On the other hand T-shaped or “herringbone”-like arrangements described in literature are often strongly fluorescent. Though the C-H^…π interactions resulting from this arrangement are sometimes recognized (as in Mizobe’s work)^[49], they often are not identified as direct contributors to the fluorescence properties of the given compound. Especially the T-shaped arrangement of anthracene moieties in the solid state often provides several short aromatic C-H^…π interactions per molecule which can be considered strong due to the polarity of the aromatic C-H bonds and the steep angle to the π system of frequently close to 90° (Figure 3-48).
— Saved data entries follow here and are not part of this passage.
PR #16, opened 2024-02-22
project not needed for build

itayd:
- no need for resources_paths from project - everything in a directory is built
- there is no need for project reference in build, this makes it completely decoupled from a project


cmd/ak/cmd/builds/upload.go
```diff
@@ -7,13 +7,9 @@ import (
...
 	"go.autokitteh.dev/autokitteh/cmd/ak/common"
-	"go.autokitteh.dev/autokitteh/internal/kittehs"
-	"go.autokitteh.dev/autokitteh/internal/resolver"
 	"go.autokitteh.dev/autokitteh/sdk/sdktypes"
 )
 
-var project string
-
 var uploadCmd = common.StandardCommand(&cobra.Command{
 	Use:     "upload <build file path> <--project=...>",
```
daabr:
```suggestion
	Use:     "upload <build file path>",
```

cmd/ak/cmd/builds/upload.go
```diff
@@ -26,17 +22,7 @@ var uploadCmd = common.StandardCommand(&cobra.Command{
...
-		if err != nil {
-			return err
-		}
-		if p == nil {
-			err = fmt.Errorf("project %q not found", project)
-			return common.NewExitCodeError(common.NotFoundExitCode, err)
-		}
-
-		b, err := sdktypes.BuildFromProto(&sdktypes.BuildPB{ProjectId: p.ToProto().ProjectId})
+		b, err := sdktypes.BuildFromProto(&sdktypes.BuildPB{})
```
daabr: Should we change `builds().Save()` to not require a build object as a parameter, given that it's empty by definition?

backend/internal/projects/projects.go
```diff
@@ -97,9 +91,7 @@ func (ps *Projects) Build(ctx context.Context, projectID sdktypes.ProjectID) (sd
 		return nil, err
 	}
 
-	build := kittehs.Must1(sdktypes.BuildFromProto(&sdktypes.BuildPB{
-		ProjectId: projectID.String(),
-	}))
+	build := kittehs.Must1(sdktypes.BuildFromProto(&sdktypes.BuildPB{}))
```
daabr: Doesn't it make more sense to create a new object directly, without using an empty PB and muting it's impossible translation error?

systest/testdata/builds/build.txtar
```diff
@@ -0,0 +1,217 @@
+ak builds create --path hiss.star
```
daabr, line 2:
```suggestion
# Negative test: build failure due to error in code.
ak builds create --path hiss.star
```

systest/testdata/builds/build.txtar
```diff
@@ -0,0 +1,217 @@
...
+output equals file hiss_error.txt
+return code == 1
+
+ak builds create --path single.star -o single.akb -d
```
daabr:
```suggestion
ak builds create --path single.star -o single.akb --describe
```

systest/testdata/builds/build.txtar
```diff
@@ -0,0 +1,217 @@
...
+output equals_json file single_output.json
+return code == 0
+
+ak builds create --dir multi -o multi.akb -d
```
daabr:
```suggestion
ak builds create --dir multi -o multi.akb --describe
```

daabr (commented):
Mostly nits, plus 1 small fix and a question.

cmd/ak/cmd/builds/upload.go
itayd: we might want to add stuff in the future. i think we should leave it as is.

backend/internal/projects/projects.go
itayd: yeah it's silly. going to add an sdktypes.NewBuild() function.

cmd/ak/cmd/builds/upload.go
itayd: used NewBuild

daabr (approved):

PR #17, opened 2024-02-23
systest: gracefuly stop ak + temporal

itayd:
not sure that's the prettiest thing that can be done. this is more of a poc to show that it can be stopped from a test.

made sure temporal is thoroughly killed at end of run - no lingering processes on either success or failure.

### DIFF
--- a/cmd/ak/cmd/up.go
+++ b/cmd/ak/cmd/up.go
@@ -1,9 +1,12 @@
 package cmd
 
 import (
+	"context"
 	"fmt"
+	"os"
 
 	"github.com/spf13/cobra"
+	"go.uber.org/fx"
 
 	"go.autokitteh.dev/autokitteh/backend/basesvc"
 	"go.autokitteh.dev/autokitteh/backend/configset"
@@ -12,6 +15,8 @@ import (
 )
 
 var mode string
+
+var App *fx.App
 
 var upCmd = common.StandardCommand(&cobra.Command{
 	Use:     "up [--mode={default|dev|test}]",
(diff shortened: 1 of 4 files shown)


systest/testdata/completion.txtar
```diff
@@ -1,7 +1,7 @@
 # The completion command exists.
 ak completion bash
 return code == 0
-output contains 'bash completion for ak'
+output contains 'bash completion for axk'
```
daabr, line 4: Typo?

systest/server.go
```diff
@@ -16,11 +16,15 @@ const (
...
 	cmd.RootCmd.SetArgs([]string{"up", "--config", "http.addr=:0", "--mode", "test"})
 
-	// We don't care about execution errors here, the test will check this.
-	cmd.RootCmd.ExecuteContext(ctx) //nolint:errcheck
+	if err := cmd.RootCmd.ExecuteContext(ctx); err != nil {
+		t.Logf("ak server error: %v", err)
+	}
+}
+
+func stopAKServer(ctx context.Context, t *testing.T) {
```
daabr, line 27: `stopAKServer` is empty and unused - why does it exist?

systest/server.go
```diff
@@ -16,11 +16,15 @@ const (
...
 // Start the AK server, but in a goroutine rather than as a separate
 // subprocess: to support breakpoint debugging, and measure test coverage.
-func startAKServer(ctx context.Context) {
+func startAKServer(ctx context.Context, t *testing.T) {
 	cmd.RootCmd.SetArgs([]string{"up", "--config", "http.addr=:0", "--mode", "test"})
 
-	// We don't care about execution errors here, the test will check this.
-	cmd.RootCmd.ExecuteContext(ctx) //nolint:errcheck
+	if err := cmd.RootCmd.ExecuteContext(ctx); err != nil {
+		t.Logf("ak server error: %v", err)
```
daabr, line 23: I'm not 100% sure `t.Logf` will actually print stuff given that it's in a separate goroutine, but anyway why are you checking for an error that can be reported only after the server is shut down?

systest/ak_test.go
```diff
@@ -89,12 +91,13 @@ func setUpTest(t *testing.T) string {
...
-	t.Cleanup(cancel) // Stop the AK server's goroutine.
+	go startAKServer(ctx, t)
+
+	defer cmd.App.Stop(context.Background())
 
-	akAddr := waitForAKServer(t, combinedOutput)
+	t.Cleanup(cancel)
 
-	return akAddr
+	return waitForAKServer(t, combinedOutput)
```
daabr, line 100: Nit: I intentionally used the `akAddr` helper variable to show that `waitForAKServer` returns an address. Removing it is shorter, but less clear.

cmd/ak/cmd/up.go
```diff
@@ -13,6 +16,8 @@ import (
 
 var mode string
 
+var App *fx.App
```
daabr, line 19: Making `fx.App` a global and exported variable creates a huge risk. Now any code anywhere in the server can mess with it directly and damage the server, intentionally or not. Even if there's no damage, this goes against the separation of concerns principle.

systest/ak_test.go
```diff
@@ -89,12 +91,13 @@ func setUpTest(t *testing.T) string {
 	// Start the AK server, but in a goroutine rather than as a separate
 	// subprocess: to support breakpoint debugging, and measure test coverage.
 	ctx, cancel := context.WithCancel(context.Background())
-	go startAKServer(ctx)
-	t.Cleanup(cancel) // Stop the AK server's goroutine.
+	go startAKServer(ctx, t)
+
+	defer cmd.App.Stop(context.Background())
```
daabr, line 96: You can call `App.Stop()` here because of `App` is inappropriately exposed in `cmd/up.go` - see my comment about that in that file.

Also, this call breaks goroutine boundaries - it's called from one goroutine on an object in a different goroutine, and may cause race conditions.

Moreover, I don't think `defer` is used correctly here: it's guaranteed to run when the calling scope is closed, i.e. when `setUpTest()` is done, before the test begins, not after it ends.

Also, you're not checking if `App.Stop()` returns an errors, so you're not handling the condition where it failed to actually stop the AK server.

PR #20, opened 2024-02-24
Tiny tweaks in manifest internals

daabr:


internal/manifest/log.go
```diff
@@ -1,6 +1,8 @@
 package manifest
 
-import "fmt"
```
itayd, line 3: why

internal/manifest/log.go
```diff
@@ -11,8 +13,5 @@ type keyer interface {
 }
 
 func (l Log) For(kind string, keyer keyer) Log {
-	if kind != "" {
-		kind += " "
-	}
-	return Log(func(f string) { l.Printf("%s%v: %v", kind, keyer.GetKey(), f) })
+	return Log(func(f string) { l.Printf("%s %q: %v", kind, keyer.GetKey(), f) })
```
itayd, line 16: if `kind` is empty you'll have an extra space in the beginning

internal/manifest/manifest.go
```diff
@@ -26,8 +26,7 @@ type stringKeyer string
 func (s stringKeyer) GetKey() string { return string(s) }
 
 type Manifest struct {
-	Version string `yaml:"version,omitempty" json:"version,omitempty" jsonschema:"required"`
-
+	Version string   `yaml:"version,omitempty" json:"version,omitempty" jsonschema:"required"`
```
itayd, line 29: daniel

internal/manifest/log.go
daabr: Yes, but in AK `kind` should never be empty.

internal/manifest/log.go
daabr: standardization of import block appearance (I wouldn't have bothered to do this, but I already touched the file for a different reason)

itayd (approved):

PR #27, opened 2024-02-25
apply manifest return created project ids

efiShtain:
- Update apply proto to return project_ids list if created
- Update code to return list of project ids

this is required for the extension to use instead of having the extension parse the manifest file and understand it's structure


proto/autokitteh/apply/v1/svc.proto
```diff
@@ -11,6 +11,7 @@ message ApplyRequest {
 
 message ApplyResponse {
   repeated string logs = 1;
+  repeated string project_ids = 2;
```
itayd, line 14: why not returning all ids? do we want to return only stuff that created or also modified? or maybe just everything?

itayd (approved):

proto/autokitteh/apply/v1/svc.proto
daabr: Also, don't we support only a single project now in our manifest schema?

cmd/ak/cmd/manifest/apply.go
```diff
@@ -33,9 +33,11 @@ var applyCmd = common.StandardCommand(&cobra.Command{
 			ctx, cancel := common.LimitedContext()
 			defer cancel()
 
-			return imanifest.Execute(ctx, actions, common.Client(), func(msg string) {
+			pids, err := imanifest.Execute(ctx, actions, common.Client(), func(msg string) {
 				fmt.Fprintf(os.Stderr, "[exec] %s\n", msg)
 			})
+			fmt.Println(pids)
```
daabr: I'm OK with adding the data to the API for the extension, but do you think it's important to print it in the CLI too?

1. I'm OK with `os.Fprintf` for logs, but data printing is done in all commands with `common.Render` or a variant for lists
2. Combining stderr and stdout is usually a bad idea
3. It's unclear to the user what this line actually means, and it's not contributing new information on top of the exec logs

daabr (approved):

PR #28, opened 2024-02-26
ENG-456: Fix "config set" CLI command

daabr:
Undoing the usage of a temp directory requires reloading the XDG context, otherwise the Go package continues to use the old temp path.


itayd:
ummmm am i missing something or this is just a var name change?

efiShtain (approved):

PR #382, opened 2024-06-14
let script know if its deployment is still active

itayd:
`ak.is_deployment_active()`

if it's not, it must be draining.

### DIFF
--- a/internal/backend/akmodules/ak/module.go
+++ b/internal/backend/akmodules/ak/module.go
@@ -5,6 +5,8 @@ import (
 	"fmt"
 
 	"go.autokitteh.dev/autokitteh/internal/backend/fixtures"
+	"go.autokitteh.dev/autokitteh/internal/backend/sessions/sessiondata"
+	"go.autokitteh.dev/autokitteh/internal/backend/sessions/sessionsvcs"
 	"go.autokitteh.dev/autokitteh/internal/kittehs"
 	"go.autokitteh.dev/autokitteh/sdk/sdkexecutor"
 	"go.autokitteh.dev/autokitteh/sdk/sdkmodule"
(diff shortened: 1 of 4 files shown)


internal/backend/akmodules/ak/module.go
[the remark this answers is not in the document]
itayd: ENG-1023

tests/system/parse.go
```diff
@@ -24,7 +24,7 @@ var (
 	// wait <duration> for session <session ID>
 	waitAction = regexp.MustCompile(`^wait\s+(.+)\s+(for|unless)\s+session\s+(.+)`)
 
-	// output <equals|equals_json|contains|regex> [file] *
+	// output <equals|equals_json|equals_contains|regex> [file] *
```
daabr: Is this a mistake? I don't see `equals_contains` anywhere else

daabr (approved):

tests/system/parse.go
itayd:
```suggestion
	// output <equals|equals_json|equals|regex> [file] *
```

tests/system/parse.go
```diff
@@ -24,7 +24,7 @@ var (
 	// wait <duration> for session <session ID>
 	waitAction = regexp.MustCompile(`^wait\s+(.+)\s+(for|unless)\s+session\s+(.+)`)
 
-	// output <equals|equals_json|contains|regex> [file] *
+	// output <equals|equals_json|equals|regex> [file] *
```
itayd:
```suggestion
	// output <equals|equals_json|contains|regex> [file] *
```

tests/system/parse.go
itayd: oops

PR #383, opened 2024-06-14
ENG-802: Slack interaction - fix message update

daabr:
Calling `post()` with the Slack-provided URL to update the original message failed, because it failed to get the connection ID, and subsequently the OAuth token for it.

But responding to a Slack-provided temporary URL shouldn't require an OAuth token at all.

The code before eliminating connection tokens simply generated an empty OAuth token and couldn't fail, so I replicated this behavior in the second commit.

### DIFF
--- a/integrations/slack/api/post.go
+++ b/integrations/slack/api/post.go
@@ -208,7 +208,6 @@ func getConnection(ctx context.Context, varsSvc sdkservices.Vars) (*oauth2.Token
 	}
 
 	if varsSvc == nil {
-		// test.
 		return &oauth2.Token{}, nil
 	}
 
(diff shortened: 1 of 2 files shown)


integrations/slack/api/post.go
```diff
@@ -38,9 +38,7 @@ const (
 // slackURL is a var and not a const for unit-testing purposes.
 var slackURL = "https://slack.com/api/"
 
-type ctxKey string
-
-var OAuthTokenContextKey = ctxKey("OAuthTokenContext")
+var OAuthTokenContextKey = struct{}{}
```
itayd, line 41:
```suggestion
var OAuthTokenContextKey struct{}
```

itayd: return to how it was before

daabr: Done.

I researched this as we discussed offline, and I still prefer `struct{}` which AFAIK is the official recommendation of the Go team, and more efficient memory-wise.

Anyway, we all agree that `type ctxKey string` is not as terrible as a regular string, so it's good enough.

itayd: @tebeka?

itayd: probelm is that struct{}{} is equal to any other struct{}{}.

itayd (approved):
approving to unblock, but i think we need to talk about the context thingy.

itayd (approved):

integrations/slack/api/post.go
daabr: You could say the same thing about a type alias for strings: what if I define a different type in a different package, but use the same string as a key?

Anyway, this is interesting topic. I'll follow-up offline with Miki to see his sources, either way I'll learn something new. :)

PR #384, opened 2024-06-14
Client init functions in AK's Python SDK

daabr:
Users shouldn't copy-paste them across samples and projects.


internal/backend/oauth/oauth.go
tebeka, line 1: How is this file related to the PR?

runtimes/pythonrt/py-sdk/autokitteh.py
```diff
@@ -1,11 +1,306 @@
...
+try:
+    from atlassian import Jira
+    from google.auth.transport.requests import Request
+    import google.oauth2.credentials as credentials
+    import google.oauth2.service_account as service_account
+    from googleapiclient.discovery import build
+    from jira import JIRA
+    import slack_sdk
+except ModuleNotFoundError:
+    pass
```
tebeka: From the Python zen:
```
Errors should never pass silently.
Unless explicitly silenced.
```

Issue a warning if fails.

In general, I prefer to break this to a module with `__init__.py` and then `jira.py` and friends. Then each module will import what it needs.

runtimes/pythonrt/py-sdk/autokitteh.py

Especially in the case of 2,6-ADS, large differences between virtually non-fluorescent one-dimensional arrangements and strongly fluorescent two-dimensional “zig-zag” arrangements of the molecules are found. While by the geometrical operations applied for quantification of deformation in this thesis no difference between both forms is determinable, the two dimensional form exhibits strong C-H^…π bonding (Figure 3-48), which is absent in the

one-dimensional structure. The This arrangement comes close to that found in SPAnPS@tol (15) which has shown the possible impact of such interactions and the results from 21-28 also suggest that C-H^…π bonds cause a decisive influence on the solid state fluorescence properties of anthracene derivatives.

Figure 3-48: C-H^…π interactions in a strongly solid state fluorescent compound by Mizobe et al.^[49]

Summarizing the solid state fluorescence properties of 21-28 from a more remote perspective, it was found, despite the chalkogen or complexed gold atom, that in general every dimethylamino substituted compound showed stronger emission than the diethylamino substituted equivalent (21 > 23; 22 > 24; 25 > 27; 26 > 28). Broken down to a simple resumé, bulkier substituents produce a stronger deformation and stronger steric repulsion in the solid state which again leads to larger distances and weaker C-H^…π interactions between the fluorophores, which in the case of 21-28 results in suppression of fluorescence emission.